1925 Nobel Prize in Chemistry
Reason for Award
for his demonstration of the heterogeneous nature of colloid solutions and for the methods he used, which have since become fundamental in modern colloid chemistry
Laureates
German Reich, 
Kingdom of Hungary
Explanation
Milk and mayonnaise look like single liquids, but they are actually tiny particles floating in water; this special state is called a colloid. Mr. Zsigmondy built a special microscope that allowed scientists to see those tiny particles for the first time. Thanks to his work, we can now explain everyday mysteries such as why milk stays mixed and looks white.
Related Keywords
colloid solution
A colloid solution is a system in which particles roughly 1–1000 nanometres in size are uniformly dispersed in a liquid.
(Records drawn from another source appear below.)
PR #1660, opened 2022-08-12
Add missing constraint

RyanCavanaugh:
Adds a missing constraint caught by a bugfix in TS4.8; see https://github.com/microsoft/TypeScript/issues/49489


mattgperry:
Awesome, thanks!

mattgperry (approved):

PR #1670, opened 2022-08-18
File size reductions

mattgperry:
- Adds bundlesize visualisation
- Changes Typescript target to es2018, this removes transpilation of rest parameters, which enjoy similar browser support to the previous target change.
- Refactor in `transform.ts` to further reduce filesize


packages/framer-motion/src/render/html/utils/build-transform.ts
```diff
@@ -31,20 +37,12 @@ export function buildTransform(
...
-    for (let i = 0; i < numTransformKeys; i++) {
-        const key = transformKeys[i]
+    for (const key of transformKeys) {
         transformString += `${translateAlias[key] || key}(${transform[key]}) `
-
-        if (key === "z") transformHasZ = true
     }
 
-    if (!transformHasZ && enableHardwareAcceleration) {
+    if (enableHardwareAcceleration && !transform.z) {
```
shuangq, line 45: Should this be `transform.z !== undefined`? It can be 0 right 🤔

packages/framer-motion/src/render/html/utils/build-transform.ts
```diff
@@ -63,15 +61,3 @@ export function buildTransform(
 
     return transformString
 }
-
-/**
- * Build a transformOrigin style. Uses the same defaults as the browser for
- * undefined origins.
- */
```
shuangq, line 70: Let's also move the comment over

packages/framer-motion/src/render/html/utils/build-styles.ts
```diff
@@ -16,9 +16,6 @@ export function buildHTMLStyles(
 ) {
     const { style, vars, transform, transformKeys, transformOrigin } = state
 
-    // Empty the transformKeys array. As we're throwing out refs to its items
-    // this might not be as cheap as suspected. Maybe using the array as a buffer
-    // with a manual incrementation would be better.
```
shuangq, line 21: Why did we remove the comment here? Is it no longer the case?

packages/framer-motion/src/render/html/utils/build-styles.ts
```diff
@@ -59,31 +56,38 @@ export function buildHTMLStyles(
...
             hasTransformOrigin = true
+
+            transformOrigin[key] = valueAsType
         } else {
             style[key] = valueAsType
         }
     }
 
-    if (hasTransform) {
+    if (hasTransform || transformTemplate) {
```
shuangq, line 70: Does `buildTransform` output the same result as `transformTemplate({}, "")`? Also why do we need the `transformTemplate` argument? It doesn't seem to be used at all in `buildTransform` 👀

shuangq (approved):
Left some minor comments, but code looks good in general

packages/framer-motion/src/render/html/utils/build-transform.ts
mattgperry: Ah yeah but in this case if it were `0` it wouldn't have been included in the list and this conditional is adding `translateZ(0)` anyway

packages/framer-motion/src/render/html/utils/build-styles.ts
mattgperry: Yeah I re-read it and thought wow that was a stupid idea

packages/framer-motion/src/render/html/utils/build-styles.ts
mattgperry: It is, near the bottom (line 53)

But yeah this would basically be the same thing as passing `buildTransform` an empty object

packages/framer-motion/src/render/html/utils/build-transform.ts
shuangq: But in case it was 0, we would be adding double `translateZ(0)`, right? (on line:42 `transformString += `${translateAlias[key] || key}(${transform[key]})`)

packages/framer-motion/src/render/html/utils/build-styles.ts
shuangq: If the state we pass in here does have a non-empty `transfrom`, it wouldn't be the same no? 🤔 
```
if (transformTemplate) {
        transformString = transformTemplate(
            transform,
            transformIsDefault ? "" : transformString
        )
    } 
```

packages/framer-motion/src/render/html/utils/build-transform.ts
mattgperry: Yeah exactly - if its `0` it's already been added and 

```
    if (enableHardwareAcceleration && !transform.z) {
        transformString += "translateZ(0)"
    }
```

Doesn't actually run (because `!transform.z`), so we don't add a double `translateZ(0)`

packages/framer-motion/src/render/html/utils/build-styles.ts
mattgperry: Yeah but the previous situation was

- If we have a transform, `buildTransform`
  - If we have a `transformTemplate`, use that
- If we don't have a transform, but we do have a `transformTemplate`, use that

Whereas now it's
- `buildTransform`
  - If we have a `transformTemplate`, use that
  
Which are the same.

shuangq: Ah I see, I thought the arguments we passed in were a bit different, but I missed that if we don't have a transform, `transformIsDefault` will be true, so we will be passing in an empty string anyway. Thanks for explaining!

PR #1679, opened 2022-08-23
`mSVG` component

mattgperry:
This PR splits SVG functionality out of the `m` component into its own `msvg` component, bringing the bundlesize of `m` down to 3.7kb.


mattgperry:
Closing this out as the bundlesize saving only gets shifted to the feature bundles, which is good in some ways (can be lazy-loaded) but maybe not worth it in exchange for the added internal and external complexity.

Issue #1400, opened 2021-12-23
[FEATURE] Multi-axis support in `Reorder.Group`


tommoor:
**Is your feature request related to a problem? Please describe.**

The new `Reorder` components are great for horizontal and vertical lists, it would be fantastic to have first class support in the same api for re-orderable grids. I also raised this on [twitter](https://twitter.com/tommoor/status/1474050314693136385) as the wording in the docs can be read as if this feature already exists.

**Describe the solution you'd like**

Ideally the `axis` prop on `Reorder.Group` would take an additional option `axis="xy"`, or similar. It could be that the reality of dual axis makes the interface more complex, but this would be the _ideal_.

**Describe alternatives you've considered**

The alternative would be custom building using the drag and drop primitives as pre-5.

nanxiaobei:
Really need this!

AndrejGajdos:
would be great having this feature

chocobuckle:
That "To allow dragging on both axes, pass the drag prop to child Reorder.Item components." line in the Reorder.Group props section completely threw me for the past 2 days. I too was under the impression that xy reordering was supported after reading that, only to now stumble upon the Twitter thead linked to above. 

Would be fantastic if this could be added.

cjoecker:
Any update on this?

cjoecker:
Just submitted a Pull Request. This is how it is going to look:
![Reorder](https://user-images.githubusercontent.com/46030630/188180862-a95218de-afe3-43a2-99a8-0bac8b00c800.gif)

flackeryy:
Updates here ?

flackeryy:
Yeah I see... however I have almost working example on codesandbox with custom drag dandlers, but it has some problems that i'm trying to resolve... So wanted to check if there is something ready from the box. 

So i'll try to resolve bugs of my version :(

cjoecker:
You could also copy-paste what I made and use [patch-package](https://www.npmjs.com/package/patch-package) to save the changes in your `node-modules`

flackeryy:
@cjoecker 

just in case, maybe you know a solution..

If you could look at this [very old variant](https://codesandbox.io/s/framer-motion-grid-cc859) that I found, it looks like the old `onDrag` handler on each box, returns `point` parameter that looks **_like a dragged distance from the initial position of a component_**. 

[...]

PR #1685, opened 2022-09-01
add multidimensional reorder

cjoecker:
As asked in #1400 , here is a PR to allow multidimensional reorder

For now, the user just needs to give the number of items per row. 
In another PR, we can calculate it using the children's refs.

For the docs, do I need to create another PR to adapt it?


mattgperry:
Hey @cjoecker, thanks for your submission! However I think there's a problem here with the `itemsPerAxis` prop. This doesn't mesh well with dynamic/responsive layouts. Rather than adding a prop the next step for this API would ideally be to remove the `axis` prop. We know the positions of all the children and the order in which they're rendered. So from that we should be able to work out how the list should be sortable.

cjoecker:
Hey @mattgperry , I removed the `axis` and `itemsPerAxis` prop 👏🏻  We should write in the documentation that the multidimensional reordering is only working for items of the same size. 
This can be improved in the future but I keep it simple for now since the logic got pretty complex already. 

Now it is fully responsive. I would just need your help for making it possible to use external refs. I couldn't make it possible to read data from the `reorder` `ref` but also allow an external `ref`.

Can you also tell me how to fix the pipeline? It is asking for a `config` but I couldn't see anything in the documentation about it.

cjoecker:
The PR is ready. I'm just waiting for the maintainers to review it :)

TheTimeWalker:
I'm currently testing this PR out and I have noticed that there seems to be an issue when there's only one item then an uncaught error is being thrown: At least two children components are necessary. This also goes further that when you try to have something like this e.g.

```
        <Reorder.Group
          values={sort}
          onReorder={(newOrder: string[]) => {
            console.log(newOrder);
          }}
        >
          <Reorder.Item key={'value'} value={'value'}>
            <span>test</span>
          </Reorder.Item>
        </Reorder.Group>
```
Then Typescript complains that only a single child has been provided.

cjoecker:
@TheTimeWalker I made that on purpose [here](https://github.com/cjoecker/motion/blob/fdf86df95bb24e4bb035692ae452d0659b423f63/packages/framer-motion/src/components/Reorder/utils/useOrderingParameters.ts#L15-L18).
My idea was to throw an error when `Reorder.Group` has only one child. Like that, the developers will know what is wrong.

TheTimeWalker:
Ah, I see. But wouldn't that break anything when the list only has one item or when <AnimatePresence> is used? This would essentially break examples like this one: https://www.framer.com/docs/reorder/##layout-animations

cjoecker:
@TheTimeWalker good point! Is just fixed it.

shandysulen:
just wanted to a voice a +1, I'm excited for this feature and looking forward to using it for a client project :)

mattgperry:
Hey @cjoecker thanks for your work on this. I'm going to merge it into a branch now and have a play, check tests etc. Hopefully we'll finally have this out soon!

joi-lightyears:
Hi, have you guys merged this?
Because in newer framermotion version I still not use reorder on both axis

Theghost256 (commented):
Thank you for your help ☺️🙏

Theghost256 (commented):
Thank you for letting me help

Theghost256 (commented):
Thank you for letting me help

Theghost256 (commented):
Thank you for letting me help 🙂

PR #1689, opened 2022-09-07
Add isMotionComponent and unwrapMotionComponent

k15a:
This will add two new utility functions to framer-motion:

**1. isMotionComponent**

Checks if a React component is a motion component.

```jsx
isMotionComponent(motion.div) → true
isMotionComponent(motion(CustomComp)) → true
isMotionComponent("div") → false
isMotionComponent(CustomComp) → false
```

**2. unwrapMotionComponent**

Returns the wrapped component from a motion component or undefined if it's not a motion component.

```jsx
unwrapMotionComponent(motion.div) → "div"
unwrapMotionComponent(motion(CustomComp)) → CustomComp
unwrapMotionComponent("div") → undefined
unwrapMotionComponent(CustomComp) → undefined
```

### DIFF
--- a/packages/framer-motion/src/motion/index.tsx
+++ b/packages/framer-motion/src/motion/index.tsx
@@ -18,6 +18,8 @@ import { VisualElementHandler } from "./utils/VisualElementHandler"
 import { LazyContext } from "../context/LazyContext"
 import { SwitchLayoutGroupContext } from "../context/SwitchLayoutGroupContext"
 
+const wrappedComponentSymbol = Symbol.for("wrappedMotionComponent")
+
 export interface MotionComponentConfig<Instance, RenderState> {
     preloadedFeatures?: FeatureBundle
     createVisualElement?: CreateVisualElement<Instance>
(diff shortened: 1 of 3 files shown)


packages/framer-motion/src/motion/index.tsx
```diff
@@ -143,7 +145,43 @@ export function createMotionComponent<Props extends {}, Instance, RenderState>({
         )
     }
 
-    return forwardRef(MotionComponent)
+    const ForwardRefComponent = forwardRef(MotionComponent)
+
+    Object.defineProperty(ForwardRefComponent, wrappedComponentSymbol, {
```
k15a, line 150: Not sure if we should do this instead:
```
ForwardRefComponent[wrappedComponentSymbol] = Component
```

k15a: Looks like `enumerable: false` is not doing anything for symbols. Not sure if we need to make this readonly. Setting the property directly would make this code more readable.

mattgperry: Yeah I'd just set it directly

mattgperry (approved):

mattgperry:
LGTM, if you just switch to direct assignment I'll merge and publish

k15a:
@mattgperry I've switched it.

PR #1706, opened 2022-09-18
[fix] declared variables at the top of their scope

nurcinozer:
It's good practice to declare variables at the top of their scope.


mattgperry:
Thanks for the PR but this is a stylistic choice that I disagree with. Hoisting serves no purpose with `let/const` declarations and removing variable initialisation from its context makes code harder to read.

PR #1712, opened 2022-09-22
Adding `animationValues` prop

mattgperry:
`animationValues` allows motion values to be passed into a component. These will be used for all animations but won't be rendered. This allows animations to be composed outside the component, then passed back in via `style` for rendering.

```jsx
            const { scrollY } = useScroll()
            const parallaxY = useTransform(scrollY, transform)
            const animatedY = useMotionValue(0)
            const y = useTransform([parallaxY, animatedY], ([a, b]: [number, number]) => a + b)
            
            return (
              <motion.div animationValues={{ y: animatedY }} style={{ y }} />
            )
```

Some other use-cases ideas:

Here we could derive `x` and `y` from `distance` and `angle` motion values which dont get rendered, only animated.

```
<motion.div animate={{ distance: 100, angle: 360 }} animationValues={{ distance, angle }} style={{ x, y }} />
```

Here we could derive `transform` from `x` via `useMotionTemplate`, replacing `transformTemplate` prop

```
<motion.div animate={{ x: 100 }} animationValues={{ x }} style={{ transform }} />
```

TODO: 

- [ ] Name
- [ ] Ensure that when a value is defined only in `animationValues` it doesn't get rendered on the element unless a custom `style` is defined


packages/framer-motion/src/motion/types.ts
```diff
@@ -265,6 +265,10 @@ export interface MotionAdvancedProps {
     inherit?: boolean
 }
 
+type ExternalMotionValues = {
+    [K in keyof MotionStyle]: MotionValue<number> | MotionValue<string>
```
nvh, line 269: Can we be a bit smarter about the types here and exclude the non-MotionValue type from `MotionStyle[K]`?

mattgperry: What do you mean by this? Regardless I also had to change this to `[key: string]` as more of the interesting use-cases involve values not included in `MotionStyle`

nvh: Ah right, so then I guess it doesn't really matter anymore.

PR #1719, opened 2022-09-30
Cancel scheduled frame when unmounting useTransform

mattgperry:
This PR ensures that when` useTransform`'s subscription effect is cleaned up it cancels any scheduled animation frame.

 I haven't been able to capture this in a test but have verified it fixes the corresponding bug in our Slideshow component.

### DIFF
--- a/dev/package.json
+++ b/dev/package.json
@@ -1,6 +1,6 @@
 {
     "name": "framer-motion--dev",
-    "version": "7.5.0",
+    "version": "7.5.1-beta.0",
     "private": true,
     "scripts": {
         "dev": "webpack serve --config ./webpack/config.js --hot"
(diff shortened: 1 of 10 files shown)


dev/package.json
```diff
@@ -1,15 +1,15 @@
...
     "scripts": {
         "dev": "webpack serve --config ./webpack/config.js --hot"
     },
     "dependencies": {
         "@react-three/drei": "^7.27.3",
         "@react-three/fiber": "^8.2.2",
-        "framer-motion": "^7.5.0",
-        "framer-motion-3d": "^7.5.0",
+        "framer-motion": "^7.5.1-beta.0",
+        "framer-motion-3d": "^7.5.1-beta.0",
```
nvh, line 12: should we include beta versions here?

packages/framer-motion/src/value/use-on-change.ts
```diff
@@ -11,9 +11,17 @@ export function useOnChange<T>(
     }, [callback])
 }
 
-export function useMultiOnChange(values: MotionValue[], handler: () => void) {
+export function useMultiOnChange(
+    values: MotionValue[],
+    handler: () => void,
+    clean: () => void
```
nvh, line 17:
```suggestion
    cleanup: () => void
```

nvh (approved):
There's an empty test file added, we should remove that.

dev/package.json
mattgperry: this is just cruft really, it'll get updated to 7.5.1 when I publish from main

packages/framer-motion/src/value/use-on-change.ts
nvh: Shouldn't we also make this optional?

PR #1729, opened 2022-10-06
Fix behaviour for values removed from `animate`

mattgperry:
This PR fixes the behaviour of animating values when removed from `animate`.

Previously, if a value was originally animated from `initial`:
- If the value was removed from `animate`, it would animate back to the **originally read value**.
- If the value was removed from both `initial` and `animate`, it would animate back to the **originally read value**.

Now, if a value is originally animated from `initial`:
- If the value is removed from `animate`, it animates to the **current value** in `initial`.
- If the value is removed from both `initial` and `animate`, it **doesn't animate**.

### DIFF
--- a/packages/framer-motion/src/render/index.ts
+++ b/packages/framer-motion/src/render/index.ts
@@ -103,7 +103,7 @@ export const visualElement =
         }
 
         /**
-         * Create an object of the values we initially from (if initial prop present).
+         * Create an object of the values we initially animated from (if initial prop present).
          */
         const initialValues = props.initial ? { ...latestValues } : {}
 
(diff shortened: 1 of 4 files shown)


packages/framer-motion/src/render/index.ts
```diff
@@ -101,6 +102,11 @@ export const visualElement =
             ...latestValues,
         }
 
+        /**
+         * Create an object of the values we initially from (if initial prop present).
```
hemlok, line 106:
```suggestion
         * Create an object of the values we initially animated from (if initial prop present).
```
?

hemlok (approved):
Nice!

PR #1738, opened 2022-10-17
Adding frame-locked delay function

mattgperry:
This is a framerate-locked `delay` function that can avoid the use of `setTimeout`.

### DIFF
--- a/packages/framer-motion/src/animation/utils/transitions.ts
+++ b/packages/framer-motion/src/animation/utils/transitions.ts
@@ -13,6 +13,7 @@ import { warning } from "hey-listen"
 import { getAnimatableNone } from "../../render/dom/value-types/animatable-none"
 import { instantAnimationState } from "../../utils/use-instant-transition-state"
 import { resolveFinalValueInKeyframes } from "../../utils/resolve-value"
+import { delay } from "../../utils/delay"
 
 type StopAnimation = { stop: () => void }
 
@@ -23,7 +24,7 @@ type StopAnimation = { stop: () => void }
  */
 export function isTransitionDefined({
     when,
-    delay,
+    delay: _delay,
     delayChildren,
     staggerChildren,
     staggerDirection,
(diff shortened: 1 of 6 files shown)


packages/framer-motion/src/animation/utils/transitions.ts
```diff
@@ -13,6 +13,7 @@ import { warning } from "hey-listen"
 import { getAnimatableNone } from "../../render/dom/value-types/animatable-none"
 import { instantAnimationState } from "../../utils/use-instant-transition-state"
 import { resolveFinalValueInKeyframes } from "../../utils/resolve-value"
+import { delay } from "../../utils/delay"
```
nvh, line 16: It seems this import is unused?

packages/framer-motion/src/animation/utils/transitions.ts
```diff
@@ -277,18 +277,19 @@ export function startAnimation(
...
+        let cancelDelay: VoidFunction
+        if (delayBy) {
+            cancelDelay = delay(start, secondsToMilliseconds(delayBy))
         } else {
             start()
         }
 
         return () => {
-            clearTimeout(delayTimer)
+            cancelDelay && cancelDelay()
```
nvh, line 292: Would it be safe to set `cancelDelay` to undefined after calling it?

nvh (changes requested):
I think there's still some bugs, left comments

nvh:
I really like this idea, btw! Think its smart!

packages/framer-motion/src/animation/utils/transitions.ts
mattgperry: I don't think it's necessary, same as cancelTimeout etc nothing will happen if you keep calling it

packages/framer-motion/src/animation/utils/transitions.ts
mattgperry: On 286

nvh: 💯

nvh (approved):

Although gas or solid dispersions also exist, liquid colloids are the most common. Because the particles are so small, they do not settle under gravity but exhibit Brownian motion, giving the mixture an apparently homogeneous appearance. The particles scatter light, making the system visible via the Tyndall effect. Colloids are used in food, cosmetics, and pharmaceuticals, where controlling particle size directly determines performance.
ultramicroscope
The ultramicroscope, invented by Zsigmondy in 1902, uses dark-field observation perpendicular to the illumination path. By detecting only scattered light, it can visualize nanoparticles smaller than the diffraction limit as bright points. This allowed direct confirmation of colloid particles and their motion. The instrument is the ancestor of modern laser scattering and nanoparticle tracking analysis. It revolutionised stability evaluation and size measurement of particle dispersions.
Brownian motion
Brownian motion is the random movement of small particles caused by collisions with surrounding molecules. Zsigmondy recorded the Brownian motion of gold particles using the ultramicroscope, demonstrating agreement between theory and experiment. The observation served as key evidence for the existence of molecules. It is used to verify the Stokes–Einstein relation linking diffusion coefficient and particle size. Brownian motion underpins dynamic light scattering and microrheology of nanoparticles.
dialysis (chemistry)
In chemistry, dialysis is a separation technique that removes small molecules through a semipermeable membrane while retaining larger colloid particles. Zsigmondy repeatedly dialysed colloidal solutions to purify them and quantify the effect of electrolytes on particle stability. Today, dialysis is used in protein purification and post-processing of drug-delivery particles. Clean colloids obtained by dialysis improve reproducibility in light-scattering and viscosity measurements. Development of membrane materials has also led to medical hemodialysis and industrial wastewater treatment applications.
Tyndall effect
The Tyndall effect is the visible light path produced when colloid particles scatter light. It is the same principle that makes a flashlight beam visible in fog. Zsigmondy used the effect to measure particle size and concentration, demonstrating colloidal heterogeneity. Environmental science applies it to detect atmospheric aerosols, and food science uses it to assess beverage turbidity. Analysis of wavelength-dependent scattering intensity has evolved to estimate particle size distributions.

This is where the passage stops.